PROBLEM TO WORK ON
Pick every line from the data below that contains the string "requested" and copy it.

DATA SUPPLIED
□ □ □ □ □ □ □

PR #568, opened 2026-03-19
Bug 2024587 - Enterprise: restart felt when browser requests restart …

lissyx:
…and there is a ready update

### DIFF
--- a/browser/extensions/felt/content/FeltProcessParent.sys.mjs
+++ b/browser/extensions/felt/content/FeltProcessParent.sys.mjs
@@ -147,48 +147,86 @@ export class FeltProcessParent extends JSProcessActorParent {
               "enterprise.disable_restart",
               false
             );
-            console.debug(
-              `FeltExtension: ParentProcess: restart notification, restartDisabled=${restartDisabled}`
+
+            const UM = Cc["@mozilla.org/updates/update-manager;1"].getService(
+              Ci.nsIUpdateManager
             );
-            // Kill Firefox directly instead of broadcasting to receiveMessage()
-            // since gFeltProcessParentInstance is accessible here
-            if (gFeltProcessParentInstance?.proc) {
-              gFeltProcessParentInstance.restartReported = true;
-              gFeltProcessParentInstance.firefox = null;
-              console.debug(
-                `FeltExtension: ParentProcess: Killing Firefox PID=${gFeltProcessParentInstance.proc.pid}`
-              );
-              gFeltProcessParentInstance.proc
-                .kill()
-                .then(() => {
+            UM.getReadyUpdate()
+              .then(readyUpdate => {
+                let pendingUpdate = false;
+                if (readyUpdate) {
+                  // Updates states when restarting will finish the update
+                  const readyStates = [
+                    "pending",
+                    "pending-service",
+                    "pending-elevate",
+                    "applied",
+                    "applied-service",
+                  ];
+                  pendingUpdate = readyStates.includes(readyUpdate.state);
+                }
+                return pendingUpdate;
+              })
+              .catch(err => {
+                console.debug(
+                  `FeltExtension: ParentProcess: getReadyUpdate failed: ${err}`
+                );
+              })
+              .then(pendingUpdate => {
+                console.debug(
+                  `FeltExtension: ParentProcess: restart notification, restartDisabled=${restartDisabled}`
+                );
+                // Kill Firefox directly instead of broadcasting to receiveMessage()
+                // since gFeltProcessParentInstance is accessible here
+                if (gFeltProcessParentInstance?.proc) {
+                  gFeltProcessParentInstance.restartReported = true;
+                  gFeltProcessParentInstance.firefox = null;
                   console.debug(
-                    `FeltExtension: ParentProcess: Killed Firefox, restartDisabled=${restartDisabled}`
+                    `FeltExtension: ParentProcess: Killing Firefox PID=${gFeltProcessParentInstance.proc.pid}`
                   );
-                  if (!restartDisabled) {
-                    console.debug(
-                      `FeltExtension: ParentProcess: Starting new Firefox`
-                    );
-                    gFeltProcessParentInstance.startFirefox(
-                      PROCESS_START_REASON.RESTART
-                    );
-                  } else {
-                    console.debug(
-                      `FeltExtension: ParentProcess: Restart disabled, sending normal exit to restore FELT UI`
-                    );
-                    Services.cpmm.sendAsyncMessage(
-                      "FeltParent:FirefoxNormalExit",
-                      {}
-                    );
-                  }
-                })
-                .catch(err => {
+                  gFeltProcessParentInstance.proc
+                    .kill()
+                    .then(() => {
+                      console.debug(
+                        `FeltExtension: ParentProcess: Killed Firefox, restartDisabled=${restartDisabled}`
+                      );
+
+                      if (!restartDisabled && !pendingUpdate) {
+                        console.debug(
+                          `FeltExtension: ParentProcess: Starting new Firefox`
+                        );
+                        gFeltProcessParentInstance.startFirefox(
+                          PROCESS_START_REASON.RESTART
+                        );
+                      } else if (pendingUpdate) {
+                        console.debug(
+                          `FeltExtension: ParentProcess: Restart requested and pending update, restarting FELT UI`
+                        );
+                        Services.cpmm.sendAsyncMessage(
+                          "FeltParent:FirefoxRestartUpdateExit",
+                          {}
+                        );
+                      } else {
+                        console.debug(
+                          `FeltExtension: ParentProcess: Restart disabled, sending normal exit to restore FELT UI`
+                        );
+                        Services.cpmm.sendAsyncMessage(
+                          "FeltParent:FirefoxNormalExit",
+                          {}
+                        );
+                      }
+                    })
+                    .catch(err => {
+                      console.debug(
+                        `FeltExtension: ParentProcess: Kill failed: ${err}`
+                      );
+                    });
+                } else {
                   console.debug(
-                    `FeltExtension: ParentProcess: Kill failed: ${err}`
+                    `FeltExtension: ParentProcess: No proc to kill!`
                   );
-                });
-            } else {
-              console.debug(`FeltExtension: ParentProcess: No proc to kill!`);
-            }
+                }
+              });
             break;
           }
           case "felt-extension-ready": {
--- a/testing/enterprise/base_test.py
+++ b/testing/enterprise/base_test.py
@@ -135,9 +135,24 @@ class EnterpriseTestsBase(MarionetteTestCase):
         self._logger.info(f"Marionette PORT NEW: {new_marionette_port}")
         assert marionette_port == new_marionette_port, "STILL Valid marionette port"
         assert marionette_port != 2828, "Marionette port should not be default value"
+        self._logger.info(f"Marionette PORT NEW: {new_marionette_port} OK")
 
+        self._logger.info(f"New Marionette port={new_marionette_port}")
         self._child_driver = Marionette(host="127.0.0.1", port=new_marionette_port)
+        self._logger.info(f"New Marionette port={new_marionette_port} OK")
         self._child_driver.start_session(capabilities, timeout=60)
+        self._logger.info(f"New Marionette port={new_marionette_port} OK SESSION")
+
+        port_file_copy = f"{marionette_port_file}.bak"
+        self._logger.info(
+            f"New Marionette port={new_marionette_port} MOVE OUT {marionette_port_file}"
+        )
+        if os.path.isfile(port_file_copy):
+            os.unlink(port_file_copy)
+        os.rename(marionette_port_file, port_file_copy)
+        self._logger.info(
+            f"New Marionette MOVED OUT {marionette_port_file} TO {port_file_copy}"
+        )
 
     def get_driver(self, env):
         return self._driver if env == Environment.FELT else self._child_driver
--- a/testing/enterprise/felt_tests.py
+++ b/testing/enterprise/felt_tests.py
@@ -238,7 +238,7 @@ class ConsoleHttpHandler(LocalHttpRequestHandler):
             )
             if self.server.serve_updates and os.path.isfile(complete_mar):
                 # Versions are important, they need to be equal or higher than the
-                # curernt binary otherwise no update will be downloaded
+                # current binary otherwise no update will be downloaded
                 display_version = self.server.serve_updates_version[
                     "application_version"
                 ][0]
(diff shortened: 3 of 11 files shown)


browser/extensions/felt/content/FeltProcessParent.sys.mjs
```diff
@@ -164,13 +182,22 @@ export class FeltProcessParent extends JSProcessActorParent {
...
                       PROCESS_START_REASON.RESTART
                     );
+                  } else if (pendingUpdate) {
+                    console.debug(
+                      `FeltExtension: ParentProcess: Restart requested and pending update, restarting FELT UI`
+                    );
+                    Services.cpmm.sendAsyncMessage(
+                      "FeltParent:FirefoxRestartUpdateExit",
+                      {}
+                    );
```
Mossop: I'm a little confused by this, doesn't cpmm send messages from content to parent, except we're in the parent process already here?

lissyx: That maybe something we want to fix indeed; but that is how we do communication for now.

browser/extensions/felt/content/FeltProcessParent.sys.mjs
```diff
@@ -147,6 +147,24 @@ export class FeltProcessParent extends JSProcessActorParent {
...
+            if (readyUpdate) {
+              // Updates states when restarting will finish the update
+              const readyStates = [
+                "pending",
+                "pending-service",
+                "pending-elevate",
+                "applied",
+                "applied-service",
+              ];
+              pendingUpdate = readyStates.include(readyUpdate.state);
```
gcp: Puzzled how this code can work given https://developer.mozilla.org/en-US/docs/Web/JavaScript/Reference/Global_Objects/Array/includes

gcp (changes requested):

browser/extensions/felt/content/FeltProcessParent.sys.mjs
lissyx: If you are suggesting I did a typo, yes :)

lissyx: I was planning to write tests anyway for that, it's progressing correctly right now.

testing/enterprise/felt_tests.py
```diff
@@ -239,6 +227,22 @@ def do_GET(self):
                 os.path.dirname(__file__), os.path.basename("complete.mar")
             )
             if self.server.serve_updates and os.path.isfile(complete_mar):
+                # Versions are important, they need to be equal or higher than the
+                # curernt binary otherwise no update will be downloaded
```
Mossop:
```suggestion
                # current binary otherwise no update will be downloaded
```

Mossop (approved):

testing/enterprise/felt_tests.py
gcp: This should just be `time.sleep(1)` with a loop that repeats up to 30 times or so.

gcp: `process_basename.startswith("firefox")` or this will fail for `firefox.exe`?

gcp (approved):
LGTM but the existing test looks wonky

testing/enterprise/felt_tests.py
lissyx: Right, I thought I had fixed that in the past but I never merged it somehow.

lissyx:
> LGTM but the existing test looks wonky

I'll address that in a follow up to limit risks

testing/enterprise/felt_tests.py
```diff
@@ -653,31 +657,55 @@ def find_elem_by_id(self, e):
...
+                assert not process_basename.startswith("firefox"), (
+                    f"Process PID {pid_to_check} should not be Firefox"
                 )
-                assert process_basename != "firefox", "Process is not Firefox"
+            except psutil.NoSuchProcess:
+                self._logger.info(f"PID disappeared {pid_to_check}")
             except psutil.ZombieProcess:
-                self._logger.info(f"Zombie found as {self._browser_pid}")
+                # If it is a zombie, it is fine as well
+                self._logger.info(f"Zombie found as {pid_to_check}")
```
lissyx, line 734: @gcp this was indeed required to avoid issues on windows testing, that were failing on CI and locally, it's hopefully more robust

toolkit/xre/nsAppRunner.cpp
```diff
@@ -3109,7 +3108,21 @@ static nsresult SelectProfile(nsToolkitProfileService* aProfileSvc,
...
+    const char* xreProfilePath = PR_GetEnv("XRE_PROFILE_PATH");
+    auto savedProfile = xreProfilePath && *xreProfilePath;
+    const char* xreProfileLocalPath = PR_GetEnv("XRE_PROFILE_LOCAL_PATH");
+    auto savedLocalProfile = xreProfileLocalPath && *xreProfileLocalPath;
+
+    // Check if we are FELT UI, and nothing has given us a profile path, either
+    //  - -profile path/to/profile
+    //  - XRE_PROFILE_PATH=path/to/profile /
+    //  XRE_PROFILE_LOCAL_PATH=path/to/local
+    if (is_felt_ui() && !forcedProfile && !savedProfile && !savedLocalProfile) {
```
lissyx, line 3131: @gcp this was also required to make sure the restart happens with the correct profile and not the default felt profile

testing/enterprise/base_test.py
```diff
@@ -135,9 +135,24 @@ def connect_child_browser(self, capabilities=None):
...
+        port_file_copy = f"{marionette_port_file}.bak"
+        self._logger.info(
+            f"New Marionette port={new_marionette_port} MOVE OUT {marionette_port_file}"
+        )
+        if os.path.isfile(port_file_copy):
+            os.unlink(port_file_copy)
+        os.rename(marionette_port_file, port_file_copy)
+        self._logger.info(
+            f"New Marionette MOVED OUT {marionette_port_file} TO {port_file_copy}"
+        )
```
lissyx, line 155: @gcp this was also required to fix what was due to a race during some of the crash behavior tests where we were picking up the port file too fast, at least on macOS

testing/enterprise/test_felt_browser_updates_forward.py
gcp: ```run_felt_click_browser_notification```

toolkit/xre/nsAppRunner.cpp
```diff
@@ -3109,7 +3108,21 @@ static nsresult SelectProfile(nsToolkitProfileService* aProfileSvc,
...
+    // sure the values are there and non empty to consider them as forced.
+    //
+    // AppShutdown::OnShutdownConfirmed() save them both so it is fine assuming
+    // they should be present both.
+    const char* xreProfilePath = PR_GetEnv("XRE_PROFILE_PATH");
+    auto savedProfile = xreProfilePath && *xreProfilePath;
+    const char* xreProfileLocalPath = PR_GetEnv("XRE_PROFILE_LOCAL_PATH");
+    auto savedLocalProfile = xreProfileLocalPath && *xreProfileLocalPath;
+
+    // Check if we are FELT UI, and nothing has given us a profile path, either
```
gcp: Would be clearer if it said what this is actually checking for, rather than what case it doesn't cover.

browser/extensions/felt/content/FeltProcessParent.sys.mjs
```diff
@@ -134,7 +134,7 @@ export class FeltProcessParent extends JSProcessActorParent {
     this.abnormalExitFirstTime = 0;
 
     this.browserObserver = {
-      observe(aSubject, aTopic, aData) {
+      async observe(aSubject, aTopic, aData) {
```
gcp: I think we had a big discussion about this with @1rneh in another PR, that this is actually pretty dangerous because you have more chances to introduce races.

You can probably keep this sync.

testing/enterprise/test_felt_browser_updates_forward.py
```diff
@@ -9,18 +9,98 @@
...
+        self.install_update_manager_mock("applied")
+        self.run_felt_trigger_update()
+        self.run_felt_check_browser_notification()
+        # This is waiting on FELT to restart
+        self._logger.info(f"Waiting on FELT {felt_pid} restart")
+        self.wait_process_exit(felt_pid)
+        self._logger.info(f"Waited on FELT {felt_pid} restart: done")
+
+        # Verify the restarted process
+        self._driver.quit(in_app=False, clean=True)
```
lissyx: likely to remove

browser/extensions/felt/content/FeltProcessParent.sys.mjs
```diff
@@ -147,6 +147,24 @@ export class FeltProcessParent extends JSProcessActorParent {
               "enterprise.disable_restart",
               false
             );
+
+            const UM = Cc["@mozilla.org/updates/update-manager;1"].getService(
+              Ci.nsIUpdateManager
+            );
+            const readyUpdate = await UM.getReadyUpdate();
```
gcp: To keep it sync:
```
      UM.getReadyUpdate().then(readyUpdate => { ...
(existing code goes here)
      }).catch(err => {
        console.debug(
          `FeltExtension: ParentProcess: getReadyUpdate failed: ${err}`
        );
      });
      break;
```

testing/enterprise/test_felt_browser_updates_forward.py
```diff
@@ -9,18 +9,97 @@
...
+        self.run_felt_trigger_update()
+        self.run_felt_check_browser_notification()
+        # This is waiting on FELT to restart
+        self._logger.info(f"Waiting on FELT {felt_pid} restart")
+        self.wait_process_exit(felt_pid)
+        self._logger.info(f"Waited on FELT {felt_pid} restart: done")
+
+        # Verify the restarted process
+        self._driver.start_session()
+        self._logger.info("Reconnected to FELT")
```
gcp, line 78: This part isn't true unless you duplicate the new logic you also added to ```testing/enterprise/base_test.py```. Without it you're not connecting to the old, restarted Felt?

browser/extensions/felt/content/FeltProcessParent.sys.mjs
lissyx: i was not a big fan either, but i did not thought about the consequences

testing/enterprise/test_felt_browser_updates_forward.py
lissyx: this is the produced log:
```
 0:11.72 INFO Waiting on FELT 1776729 restart
 0:11.72 INFO Checking PID 1776729
 0:11.72 INFO PID 1776729 still exists
 0:11.72 INFO Found PID 1776729: STATUS:running
 0:12.72 INFO PID 1776729 still exists
 0:12.72 INFO Found PID 1776729: STATUS:zombie
 0:13.72 INFO Active waiting for PID 1776729 DONE => continue_checking:False iterations:2 psutil.pid_exists(pid_to_check):True
 0:13.72 INFO PID disappeared 1776729
 0:13.72 INFO All done for PID 1776729
 0:13.72 INFO Waited on FELT 1776729 restart: done
 0:13.74 INFO Reconnected to FELT
 0:13.74 INFO Reconnected to FELT with 1777828
```

So we reconnected. The logic in place in `base_test.py` is for the child browser that needs a different marionette port so we force the pref to 0 https://searchfox.org/enterprise-main/rev/73669e504b64c8ebe02576c85458600499166b03/testing/enterprise/felt_tests.py#170 to pick one and we have to read the marionette port file from the child browser's profile to know where to connect

With FELT we rely on the default 2828 port so we do not need to do that, the `start_session()` call will properly reconnect after seeing that the process it was tracking died.

This part is though indeed dependant on the changes in `toolkit/` because we rely on those to be able to recover the marionette's test run felt profile.

gcp: I'm not sure why this proves we reconnect rather than just connect (to a new one, which can be launched in the code by the `start_session` call). Can we assert there aren't two active Felts? I guess that would also require startup to log profile locks as one might be blocked by that? Messy. Have Firefox log the PID of what it launched (i.e. of the new restarted process)? Maybe easier, would confirm the behavior?

lissyx: the verification is rather manual unfortunately for now, I verified the newly launched process was:
 - using the profile we had marionette setup for us at startup of the test
 - no `-marionette` or other of the CLI args we got
 - using the correct console

We dont have a good way except checking that the process we connected to uses the profile created by marionette at first (so we know it's related to the felt we had), and that it has profile being set via the env variable we added support for, since when we restart we loose all CLI args and it is the only way for us to get back to the profile

I guess it's easy to poke for both over marionette and assert those values

toolkit/xre/nsAppRunner.cpp
lissyx:
```suggestion
+    // When running as FELT UI use a hardcoded profile named "felt" and living
+    // in the OS' temporary directory. There are a few special cases where it is
+    // required to use a profile that is being given from different means:
+    //  - CLI argument "-profile ..."
+    //  - environment variables "XRE_PROFILE_PATH" / "XRE_PROFILE_LOCAL_PATH"
+    //
+    // If either of those are present, the following code is skipped and profile
+    // selection continues. This accounts for manually setting the profile,
+    // which is required including when using "mach run" as well as when FELT
+    // restarts for updates.
```

I hope this is better?

browser/extensions/felt/content/FeltProcessParent.sys.mjs
```diff
@@ -147,48 +147,84 @@ export class FeltProcessParent extends JSProcessActorParent {
...
-            if (gFeltProcessParentInstance?.proc) {
-              gFeltProcessParentInstance.restartReported = true;
-              gFeltProcessParentInstance.firefox = null;
-              console.debug(
-                `FeltExtension: ParentProcess: Killing Firefox PID=${gFeltProcessParentInstance.proc.pid}`
-              );
-              gFeltProcessParentInstance.proc
-                .kill()
-                .then(() => {
+            UM?.getReadyUpdate()
```
gcp:
```suggestion
            UM.getReadyUpdate()
```

gcp: It either works or throws.

browser/extensions/felt/content/FeltProcessParent.sys.mjs
```diff
@@ -147,48 +147,84 @@ export class FeltProcessParent extends JSProcessActorParent {
...
-                });
-            } else {
-              console.debug(`FeltExtension: ParentProcess: No proc to kill!`);
-            }
+                }
+              })
+              .catch(err => {
+                console.debug(
+                  `FeltExtension: ParentProcess: getReadyUpdate failed: ${err}`
+                );
```
gcp: If we can't get the state, don't we want to make this equivalent to `!pendingUpdate` and get the same outcomes as https://github.com/mozilla/enterprise-firefox/pull/568/changes#diff-67e3a6ed03942edf9eaf6b59f4c7bb6eefd2cc7bf78503e8e5b0e3174dbf7c3fR187

So either `startFirefox(PROCESS_START_REASON.RESTART);` or `Services.cpmm.sendAsyncMessage("FeltParent:FirefoxNormalExit",{});`

gcp: Maybe 

```
                UM.getReadyUpdate())      
                .then(readyUpdate => {                                                                      
                  let pendingUpdate = false;                                                                
                  if (readyUpdate) {                  
                    const readyStates = [                                                                   
                      "pending",                      
                      "pending-service",                                                                  
                      "pending-elevate",                                                                    
                      "applied",                      
                      "applied-service",
                    ];                                                                                      
                    pendingUpdate = readyStates.includes(readyUpdate.state);                             
                  }                      
                  return pendingUpdate;
                })       
                .catch(err => {                       
                  console.debug(                      
                    `FeltExtension: ParentProcess: getReadyUpdate failed: ${err}, assuming no pending       
  update`                                                                                                   
                  );                                                                                        
                  return false;                       
                })                                                                                        
                .then(pendingUpdate => {                                      
```

So we just use the existing code.

gcp (approved):

browser/extensions/felt/content/FeltProcessParent.sys.mjs
lissyx: Yes I think it would be wise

□ □ □ □ □ □ □

REPLY TO THE EXERCISE
+                          `FeltExtension: ParentProcess: Restart requested and pending update, restarting FELT UI`
+                      `FeltExtension: ParentProcess: Restart requested and pending update, restarting FELT UI`
gcp (changes requested):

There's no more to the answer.